In the summer Dannger Country is a sweltering, fly-blown and stinking place and it’s not much better the rest of the year.

Dannger City
Dannger City is the only town in the whole county and it’s not much of a city. It has a few houses, a bar – The Gator – which belongs to the Judge, the Hotel Dannger, the doctor’s office and Pooter’s Garage.

The Gator:
The Gator is a big wooden building, it’s ceiling lined with rotating fans (the generator runs off swamp gas). It serves local food but – alas – no drink. There isn’t much that’s suitable for making into booze in the swamps. Indeed it’s something of a mystery what the Pukes use to make their ‘shine. You can get food and entertainment here, not least of all the lovely presence of Rose Puke, a pretty swamp flower who was rescued from her cousins in the clan Puke by the Judge and his law officers, about the only victory that they’ve ever had over the Puke clan the whole time they’ve been duking it out.

Hotel Dannger:
Judge Gourmand lives here with his impressively fat wife Lola, who runs the hotel. It’s clean and relatively dry and that’s about all that can really be said about it. It’s horribly overpriced for what it is – at least if you’re an outsider – but Lola is a fierce and intimidating woman and won’t stand for any guff, least of all her husband and she’s the only person in the whole area aside from the Pukes who stands up to him.

Doc’s Office:
Doc Petticoat is ancient and wrinkled old near-corpse.
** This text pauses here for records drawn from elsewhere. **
PR #2096, opened 2024-05-08
Added blockstore dependency

somalaya:
Related broker PR : https://github.com/AzureAD/ad-accounts-for-android/pull/2790

### DIFF
--- a/gradle/versions.gradle
+++ b/gradle/versions.gradle
@@ -77,6 +77,7 @@ ext {
     jcipAnnotationVersion = "1.0-1"
     openTelemetryVersion = "1.18.0"
     jetpackDataStoreVersion = "1.0.0"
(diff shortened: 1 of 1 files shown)


gradle/versions.gradle
```diff
@@ -77,6 +77,7 @@ ext {
     jcipAnnotationVersion = "1.0-1"
     openTelemetryVersion = "1.18.0"
     jetpackDataStoreVersion = "1.0.0"
+    blockstoreVersion="16.2.0"
```
mohitc1, line 80: Do we need this in MSAL too?

somalaya: We usually add all the dependencies versions in all the versions.gradle files afaik.

mohitc1 (approved):

rpdome (approved):

PR #1396, opened 2017-06-27
fixing unreliable order of relationships in labels

klobuczek:
Fixes #
unreliable order of relationships in the enterprise version, relationship ids not necessarily assigned in ascending order.
labels appear to be sorted alphabetically in enterprise-3.2.1
This pull introduces/changes:
 * weakened specs for first and last on ActiveRel. Those methods can no longer be relied on. 
 * sorting labels before adding to cache
 * additionally proposing to limit the build matrix to the neo4j versions which are available on https://neo4j.com/download/other-releases/ and rather test significant functional differences between community and enterprise editions

Pings:
@cheerfulstoic
@subvertallchris

### DIFF
--- a/.travis.yml
+++ b/.travis.yml
@@ -20,7 +20,8 @@ env:
   global:
     - JRUBY_OPTS="-J-Xmx1280m -Xcompile.invokedynamic=false -J-XX:+TieredCompilation -J-XX:TieredStopAtLevel=1 -J-noverify -Xcompile.mode=OFF"
   matrix:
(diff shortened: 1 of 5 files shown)


subvertallchris:
It's been a while but I think some of us were proponents of removing `first` and `last` from ActiveRel entirely but left it behind because some people were relying on them. Should those methods be deprecated?

klobuczek:
They might be still helpful in some testing situations, but I don't think anything useful can be achieved with them. I think we should make at least clear that they return random relationship.

cheerfulstoic:
Released in 8.1.3, thanks!

PR #1397, opened 2017-06-28
Fix JSON serialization of Strings

leviwilson:
Fixes #

This pull introduces/changes:
 * adds ability to serialize `String` value only
 * adds specs around leveraging `JSONConverter`

Prior to this change, if you had a model defined like this:

```ruby
class MuhData
  include Neo4j::ActiveNode
  property :thing
  serialize :thing
end
```

If you were to `MuhData.create(thing: 'explodo')` it would be very angry with you. This is because the `db_type` of the `JSONConverter` was _already_ a `String` and the `BaseConverter` thought it didn't have to do anything with it. This is problematic when you try to:

```ruby
JSON.parse 'explodo'
JSON::ParserError: 765: unexpected token at 'explodo'
```

Rather than bypassing, I've modified the `JSONConverter` to `def converted?(_value); false; end` so that it _always_ does a `to_json` in the `to_db`.

The other issue I noticed is that `converted?` was _always_ being bypassed because it was doing `found_converter.respond_to(:converted)` vs. `found_converter.respond_to(:converted?)`.

Feedback welcome.

Pings:
@cheerfulstoic
@subvertallchris

### DIFF
--- a/docs/ActiveNode.rst
+++ b/docs/ActiveNode.rst
@@ -137,7 +137,7 @@ If you would like to use multiple labels you can use class inheritance.  In the 
 Serialization
 ~~~~~~~~~~~~~
 
-Pass a property name as a symbol to the serialize method if you want to save a hash or an array with mixed object types* to the database.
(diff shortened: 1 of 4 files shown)


cheerfulstoic:
Released in 8.1.3, thanks!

He has forgotten more about medicine than most people have ever known. Unfortunately he’s also forgotten most of what he’s known. Any talent he still has for medicine may have more to do with an intimate, personal knowledge of death than any medical skill. He only has the most basic of medical equipment and yet he’s still the best doctor (the only doctor) for some considerable distance.

Pooter’s Garage:
A graveyard of scrap metal, Pooter does his best to cobble together and keep running the few vehicles the town has going for it. The Judge suspects that Pooter is helping the Pukes keep their own car running, but he’s not been able to prove it as of yet and Pooter is far too valuable to the town to lock up or accuse without cause.

The Puke ‘Stead:

The Puke Homestead is a terrifying old farm out in the swamps, lurking atop a big pile of earth and slowly but inevitably sinking into the swamp bit by bit. The Pukes don’t spend much time there any more, it’s really just a rotting heap though it still contains many stuffed and mounted animals in its cobwebbed depths and the Pukes still congregate here as a clan on notable occasions.

The Swamp:
The swamp is a tangled mess of twisted and mutated trees, sucking mud, alligators, snakes and giant mutated catfish. It’s also home to the Puke clan – scattered in various hovels where they run their stills – and the mysterious source of their power and the fruit that they use to make their ‘shine.

Hovels and Stills:
The Puke clan hovels are all close to the raised dirt tracks that criss-cross the swamp but are little more than shacks with fold down beds and a pot to piss in. The stills are primitive affairs, distilling mashed up and fermented foul-smelling fruit into a clear, powerful, slightly glowing liquor that can be very flammable and explosive.

Mother Hydra:
Deep in the Puke-owned swamps is a grove of seven twisted trees, hung with heavy, misshapen fruit that smells faintly of fish. This is the source of the Puke clan moonshine and the mutation effects of their radioactive moonshine that introduces strange, fish-like traits to those who imbibe it, over time. Some members of the Puke clan who’ve been drinking it for some time have completely transformed into ‘Creatures from Lagoons’ (P85 of the ’45 rulebook) and rest here, protecting the mother trees.

Townsfolk
Judge Gourmand:
Fat, arrogant, disgusting, murderous, lecherous. Gourmand is, nonetheless, the unbending master of Dannger County and the only one standing between the county and chaos. Shame he’s such a disgusting, horrible, bastard.

Sherrif Haslok Poutane:
Incompetent and goofy the only reason he’s sherrif at all is that Gourmand knows he can be easily dominated and made to do what he wants. Haslok has an unreasonable love for his mutated bassett hound, Swift.

Swift the Bassett hound:

A mutated dog, trained by the military to wear a explosive harness and run at tanks, Swift turned out to mutate, during the short war and has somehow managed to survive many attempts to destroy tanks, tractors and several cars. Perhaps swift is immortal?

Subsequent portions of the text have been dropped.